> _Supplied records_:
★ ★ ★
PR #124, opened 2018-08-18
Remove build check

MrStonedOne:
This was a silly idea. let us never speak of it again.

### DIFF
--- a/code/modules/mob/new_player/new_player.dm
+++ b/code/modules/mob/new_player/new_player.dm
@@ -19,7 +19,7 @@
 		mob_list += src
 
 	proc/version_check()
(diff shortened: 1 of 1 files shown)


JamesDenholm:
Are we sure the supposed exploit doesn't actually exist, tho?

ninjanomnom:
There are occasionally exploits but it's preferable to block individual builds instead of this

MrStonedOne:
There's still an exploit. this check is in the lobby. anybody can join with a good client get past the lobby, then disconnect and reconnect with one of the broken clients, you'll skip the lobby so it will never check the build.

JamesDenholm:
Oh shit, wow.

MrStonedOne:
I'd fix it but that requires editing multiple files

PR #126, opened 2018-08-18
Add a red bandana

sabiram:
Brother


Jared-Fogle:
Why do we still not have the icon diff bot?

PR #128, opened 2018-08-18
ooc verbs

LetterN:
and removes that anti-spam


Jared-Fogle:
You removed the anti-spam say stuff but didn't document it

PR #133, opened 2018-08-18
Toughens some of the windows on the main deck

francinum:
Anti-greytide at best.


F-OS:
Can you replace the snowflake requisitions windows with this please?

PR #137, opened 2018-08-18
Refactor __DEFINES, __HELPERS, _onclick for conformity to style guide and legibility

bobbahbrown:
Removed unnecessary whitespace, relocated some nested comments to be the preamble for the relevant methods, refactored absolute paths.

This is the current version of my regex for refactoring for style:
`(^([\t ]*(datum\/|proc\/|verb\/|client\/))|(^(\n){2,})|(^((datum|proc|verb|client)\s))|(\/.*\)[ ]*((\/\/).*)*(\n\s\n\s)+)|^([\t ]+(?!for|if|var)[^\(\s\.]*\([^\(\s0-9]*\/[\S ]*\)))`

edit: please note I'm currently not replacing by regex, only finding by regex.

### DIFF
--- a/code/__DEFINES/__game.dm
+++ b/code/__DEFINES/__game.dm
@@ -74,7 +74,6 @@ These are used with cdel (clean delete). For example, cdel(atom, TA_REVIVE_ME) w
 //Object specific defines
 #define CANDLE_LUM 3 //For how bright candles are
 
-
 //Preference toggles//
 //toggles_sound
 #define SOUND_ADMINHELP	1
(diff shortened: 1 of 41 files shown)


code/__DEFINES/__game.dm
```diff
@@ -74,7 +74,6 @@ These are used with cdel (clean delete). For example, cdel(atom, TA_REVIVE_ME) w
 //Object specific defines
 #define CANDLE_LUM 3 //For how bright candles are
 
-
```
ninjanomnom: I see no reason to make pure whitespace changes like this

code/_onclick/hud/robot.dm
```diff
@@ -2,7 +2,7 @@
 	..()
 	var/obj/screen/using
 
-//Radio
+	//Radio
```
ninjanomnom: These sorts of formatting changes are also unnecessary, if someone wants to modify it when coding that's fine but we don't have style guidelines for where the comment needs to go.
★ ★ ★
> _Assigned task_:
Would you count the lines in the data that contain the word "whitespace" and state only the number?

> _Answer box_:
2